I am planning on a visit to Thailand in Feb/Mar 2013 to do my first of what will be many trips to get my mojo lined up to live in country permanently.

I plan on selling my H2 Hummer to hopefully a wealthy Thai business person.

Any suggestions?

Thanks and I look forward to meeting some of you folks when I'm in country!

Gregg


----------



## Song_Si

Unless the vehicle is already in Thailand, ie sold/purchased here, it appears you cannot bring a vehicle here fore re-sale.



> *Ban on imports of used vehicles*
> The Nation April 18, 2012
> The Cabinet yesterday approved the Transport Ministry's proposal to ban import and registration of second-hand vehicles.
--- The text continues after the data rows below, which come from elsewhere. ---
PR #1518, opened 2020-09-10
feat(dataset): flattened JSON-LD metadata

### LINKED ISSUE #1253: use a flat JSON-LD file for Dataset metadata
After #1252 it should be beneficial to save the dataset metadata as a flat json-ld file. This will also enable additional features like easy invalidation (see #709)

mohammad-sdsc:
# Description

Flattened JSON-LD for dataset's metadata.

An issue was Person with the same email but different names/affiliation that would create a list for those properties in the flattened JSON-LD. In such cases, this PR only loads the element in the list because I did not want to change the @id field to be something other than email.

Fixes #1253


Panaetius (approved):
:rocket:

Four types of vehicles are targeted by the ban: motorcycles, sedans, pick-ups and vehicles that carry more than seven passengers.


----------



## JustChris

You can ship the truck to Thailand however the tax will be about 300% of the value of the truck. I wanted to send my 2001 BMW 745il to Thailand when I was moving here but the tax was more than I paid for the car new, in fact the car cost me $76,000 in the US but the same car in Thailand costs $300,000 new. I understand the new BMW 745 model in Thailand now costs about 19 million baht which is about $475,000 in the US the base price is $138,195. Thus I am now bopping around in a second hand 3 series but it's not like you could actually drive a fast car here anyway and although over the years I have seen maybe 2 or 3 Hummmers in Chiang Mai they barely fit on the streets. 

So, that's kind of where you are.


----------



## texasbroker

Thanks SongSi and JustChris for the information.


----------



## Song_Si

^ cheers
I looked into bring my motorbike here from NZ, but as with cars the duty/tax practically tripled it's cost ie more than i could buy a new one here for, then there are costs actually getting it registered, prove it meets emission standards etc. Even more ridiculous to me was that it is a Triumph and they are manufactured in Chonburi about 150km from where I live. Buy one here for almost exactly double the NZ price.


----------



## kiwipeace

*Hummer*

I am interested in buying your vehicle - am living in Phuket
Brian


----------



## mikecwm

texasbroker said:


> Hello Folks,
> 
> I am planning on a visit to Thailand in Feb/Mar 2013 to do my first of what will be many trips to get my mojo lined up to live in country permanently.
> 
> I plan on selling my H2 Hummer to hopefully a wealthy Thai business person.
> 
> Any suggestions?
> 
> Thanks and I look forward to meeting some of you folks when I'm in country!
> 
> Gregg


Take the wheels off and put a mast on it and an outboard on the back and you can bring it in duty free as a boat. Just 7% GST to pay.


----------



## Mweiga

Song_Si said:


> ^ cheers
> I looked into bring my motorbike here from NZ, but as with cars the duty/tax practically tripled it's cost ie more than i could buy a new one here for, then there are costs actually getting it registered, prove it meets emission standards etc. Even more ridiculous to me was that it is a Triumph and they are manufactured in Chonburi about 150km from where I live. Buy one here for almost exactly double the NZ price.


Dead right. Bought my Thruxton 900 from Britbike in Bangkok end of 2010 for THB 595,000 = 12,000 GB Pounds approx at that time. Price in UK for new Thruxton was approx GBP 7,000 then. 

No import tax advantage at all apparently with local parts manufacture and complete bike assembly at the Triumph plant here. Engine made in UK and shipped out here might have something to do with it but seems hardly fair to require full duty payable on complete bike.


----------